They are a group of hereditary diseases associated with a violation of the structure or production of hemoglobin (see Blood, hematopoietic system). There are a large number of hemoglobin defects that correspond to the clinical manifestations of the disease. Many cities are limited to certain geographic areas.
They are found among residents of Africa, the Mediterranean coast, Southeast Asia, and the Pacific Islands. G. can be asymptomatic; sometimes anemia is a manifestation of the disease (see Anemia). Diagnosis of G. is carried out using special research methods, among which the main place is occupied by the study of the structure of red blood cells (erythrocytes) and hemoglobin.

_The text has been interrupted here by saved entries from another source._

PR #724, opened 2025-01-24
SetMemoryMode syscall related changes

uyjulian:
This mainly avoids a fileio call at init

### DIFF
--- a/ee/libcglue/samples/mem_test/main.c
+++ b/ee/libcglue/samples/mem_test/main.c
@@ -16,6 +16,7 @@
 #include <assert.h>
 
 #include <kernel.h>
+#include <syscallnr.h>
 #include <rom0_info.h>
 
 #if defined(SCREEN_DEBUG)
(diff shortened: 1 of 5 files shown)


israpps:
Just curiosity 

Is this really PSX only? Isn't it applicable to namco system 256 since it also recycles the PSX EE+GS chip revision

ee/libcglue/samples/mem_test/main.c
```diff
@@ -52,7 +53,7 @@ void _libcglue_rtc_update() {}
 // "weak" function called by crt0.o
 void _ps2sdk_memory_init()
 {
-    if (GetMemorySize() == (32 * 1024 * 1024) && IsDESRMachine() == 1) {
+    if (GetMemorySize() == (32 * 1024 * 1024) && GetSyscallHandler(__NR_GetMemoryMode) && GetMemoryMode() == 1) {
```
fjtrujy, line 56: should we create a macro to make easier the usage of this `GetSyscallHandler(__NR_GetMemoryMode) && GetMemoryMode() == 1`? or even the whole `if` condition

uyjulian:
> Just curiosity
> 
> Is this really PSX only? Isn't it applicable to namco system 256 since it also recycles the PSX EE+GS chip revision

Yes, it is not applicable to System 256/148 or DTL-T due to missing relevant system calls

ee/libcglue/samples/mem_test/main.c
fjtrujy: 🆗

fjtrujy:
@rickgaiser any concern?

There are thalassemia major, in which the clinical signs of the disease are most pronounced, and thalassemia minor. Patients with thalassemia experience progressive anemia, enlarged liver and spleen, yellowness of the skin, and impaired bone structure; the child is physically underdeveloped. Treatment of this type of G. is complex and is carried out under the constant supervision of a doctor. In this case, folic acid and vitamin B12 supplements are used, blood and red blood cell transfusions are performed, and sometimes the spleen is removed.
For patients with one of the types of G., so-called sickle cell anemia, staying in an atmosphere with low oxygen content is dangerous; There is a special test for “sickling”, which is mandatory before air travel for persons born in the geographical area of distribution of this anomaly.
In geographic areas where G. spreads, their prevention is very important: since the most severe forms of the disease develop in cases where the disease is inherited from both parents, marriages between relatives are not recommended, and it is recommended to attend a medical genetic consultation before marriage.